┌──

PR #983, opened 2024-09-12
Fix: Update Duration value in example traces dashboard

aangelisc:
Similar to #966 the duration displayed will now be the maximum value. I'm also explicitly using the `divide` function for readability.

### DIFF
--- a/CHANGELOG.md
+++ b/CHANGELOG.md
@@ -12,6 +12,7 @@
 - Added warning for when `uid` is missing in provisioned datasources.
 - Map filters in the query builder now correctly show the key instead of the column name
 - Updated and fixed missing `system.dashboards` dashboard in list of dashboards
+- Updated the duration value in example traces dashboard to provide useful information
 
 ## 4.3.2
 
--- a/src/dashboards/opentelemetry-clickhouse.json
+++ b/src/dashboards/opentelemetry-clickhouse.json
@@ -670,8 +670,7 @@
           },
           "pluginVersion": "4.0.6",
           "queryType": "table",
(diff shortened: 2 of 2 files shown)


alyssabull (dismissed):

alyssabull (approved):

alyssabull (approved):

SpencerTorres:
Just a note, division may not be the best operator here:

Issue: https://github.com/grafana/clickhouse-datasource/issues/720
Related code: https://github.com/ClickHouse/clickhouse-grafana-datasource/blob/280af29668f9977e9d4e779c033c4a297589905c/src/data/sqlGenerator.ts#L561-L575

aangelisc:
> Just a note, division may not be the best operator here:
> 
> Issue: #720 Related code: https://github.com/ClickHouse/clickhouse-grafana-datasource/blob/280af29668f9977e9d4e779c033c4a297589905c/src/data/sqlGenerator.ts#L561-L575

That's interesting @SpencerTorres, thank you for picking up on that. Would you suggest truncating the data to millisecond precision instead?

SpencerTorres:
I suppose it depends on how it's displayed, I want to avoid rounding to 0 and having that affect filtering

aangelisc:
I see, my understanding of the ClickHouse [documentation](https://clickhouse.com/docs/en/sql-reference/functions/arithmetic-functions#divide) is that `divide` should always yield a float value (and I've tested this on ClickHouse play with an integer value for the duration). I believe this should be fine but we can switch to `multiply` instead if you'd prefer to be cautious. Let me know what you think!

image

SpencerTorres:
I see the problem, I was previously using ` intDivOrZero`, which is much different...

Either one works then, should be fine as long as it preserves the float value 👍 

Thanks!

└──

◆ ABOUT THIS EXERCISE
Return the data above in full, keeping each line exactly as it stands.

◆ EXPECTED ANSWER
PR #983, opened 2024-09-12
Fix: Update Duration value in example traces dashboard

aangelisc:
Similar to #966 the duration displayed will now be the maximum value. I'm also explicitly using the `divide` function for readability.

### DIFF
--- a/CHANGELOG.md
+++ b/CHANGELOG.md
@@ -12,6 +12,7 @@
 - Added warning for when `uid` is missing in provisioned datasources.
 - Map filters in the query builder now correctly show the key instead of the column name
 - Updated and fixed missing `system.dashboards` dashboard in list of dashboards
+- Updated the duration value in example traces dashboard to provide useful information
 
 ## 4.3.2
 
--- a/src/dashboards/opentelemetry-clickhouse.json
+++ b/src/dashboards/opentelemetry-clickhouse.json
@@ -670,8 +670,7 @@
           },
           "pluginVersion": "4.0.6",
           "queryType": "table",
(diff shortened: 2 of 2 files shown)


alyssabull (dismissed):

alyssabull (approved):

alyssabull (approved):

SpencerTorres:
Just a note, division may not be the best operator here:

Issue: https://github.com/grafana/clickhouse-datasource/issues/720
Related code: https://github.com/ClickHouse/clickhouse-grafana-datasource/blob/280af29668f9977e9d4e779c033c4a297589905c/src/data/sqlGenerator.ts#L561-L575

aangelisc:
> Just a note, division may not be the best operator here:
> 
> Issue: #720 Related code: https://github.com/ClickHouse/clickhouse-grafana-datasource/blob/280af29668f9977e9d4e779c033c4a297589905c/src/data/sqlGenerator.ts#L561-L575

That's interesting @SpencerTorres, thank you for picking up on that. Would you suggest truncating the data to millisecond precision instead?

SpencerTorres:
I suppose it depends on how it's displayed, I want to avoid rounding to 0 and having that affect filtering

aangelisc:
I see, my understanding of the ClickHouse [documentation](https://clickhouse.com/docs/en/sql-reference/functions/arithmetic-functions#divide) is that `divide` should always yield a float value (and I've tested this on ClickHouse play with an integer value for the duration). I believe this should be fine but we can switch to `multiply` instead if you'd prefer to be cautious. Let me know what you think!

image

SpencerTorres:
I see the problem, I was previously using ` intDivOrZero`, which is much different...

Either one works then, should be fine as long as it preserves the float value 👍 

Thanks!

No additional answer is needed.